Ebay does a form of resolution, but I don't know if it's really good enough.
On the extreme end you could offer formal arbitration. I'm not sure what's in
between.

------
martin
I sold my laptop on eBay about a year and a half ago. The winning bidder had a
100+ feedback rating, so I thought everything was fine, but then I get the
email that he wants me to ship it to Nigeria. I contacted eBay via their chat
support, and they were actually not that lame -- they agreed that obviously
one of these scumbags had pwned a legitimate account, and refunded my money.
When I relisted it, it sold without incident.

------
thingsilearned
Another data point. I just sold mine a year ago and had no problems.

I bought a laptop and 3 months later got a work laptop negating my need for
the other. Sold it on ebay at a loss of just 50 bucks from the original price.
Yet another reason to buy a mac. The resale value remains really high.

------
wensing
I've sold two Mac laptops on eBay--one 12" Powerbook G4 and the other a 13"
Macbook (white). The 12" sold within 24 hours (August 2006) for $500 (!). The
13" sold within three days for $900 (I paid $1200 and it was 1 year old,
refurbished). The 13" did come with some other goodies, like Parallels and Win
XP Pro, however.

------
vaksel
Craigslist should be thanking eBay, because all the scams and fraud on it have
made all the people weary of shipping things, So local classifieds thrive.

------
tx
Ha... I never used EBay in the intended way: when bying I always do searches
for local items only, and just pick things up with cash.

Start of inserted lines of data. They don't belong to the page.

PR #1977, opened 2024-03-20
Remove an unnecessary error return value by compiling the regex

gm42:
# Description

Move regex compilation to the `init()` function of the module, freeing up an unused error return value.

## Type of change

- Other

## Discussion

It is a trivial change to make functions a bit nicer to use.

## Testing

Pre-existing tests were updated.

## Documentation

Does not apply.

## Follow-up

No follow-up needed.


johscheuer (approved):
Changes LGTM 👍 I'll start an e2e test for the changes.

Thanks!

PR #1980, opened 2024-03-26
Documentation updates for fault domain and ADDITIONAL_ENV_FILE

gm42:
# Description

Two changes:
* remove non-working example about fictitious `spec.zoneName`
* mention that `spec.sidecarVariables` must be declared in the FoundationDB k8s object

## Type of change

- Documentation

## Discussion

None

## Testing

None; the existing test does not cover the `sidecarVariables` aspect, but that's fine.

## Documentation

This is a minor documentation update.

## Follow-up

None needed, unless the examples need rework.


gm42:
Alternatively, I could leave the non-working example and put there a question mark `?` in place of `spec.zoneName`

gm42:
I added another commit to document `ADDITIONAL_ENV_FILE`, as I thought it's useful and relevant for split images. The unified image also has a similar mechanism, so we might want to use that one when it's no more considered under development.

brownleej (approved):
👍

johscheuer (approved):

For selling I always use Craigslist.

------
babul
eBay is a rule unto itself. They _love_ buyers and do not care much about
sellers.

I used to be a powerseller but stopped as I was fed up of people lying on
eBay, especially buyers who received goods and complained to eBay they did
not. In _many_ cases I provided the shipping tracking numbers and eBay+PayPal
could see the items were sent and recieved by the buyers but still they would
_refund_ buyers so sellers lose out.

They do this as it is easier to push around a seller (eBay tell you that _you_
have to take the _buyer_ to court but then will refuse to give you the buyers
details) than a buyer (who can simply tell their credit card company to sort
it out).

------
babul
See <http://www.paypalsucks.com> for the horror stories I and many others have
suffered at eBay/PayPal.

------
Tichy
Shorten more, please

------
weegee
how do you sell your laptop on ebay? just list it as a single-priced auction,
set shipping to USA only, reject any bidders that don't have a paypal account,
etc. anyone who can't sell something on ebay without running into trouble like
this is an idiot.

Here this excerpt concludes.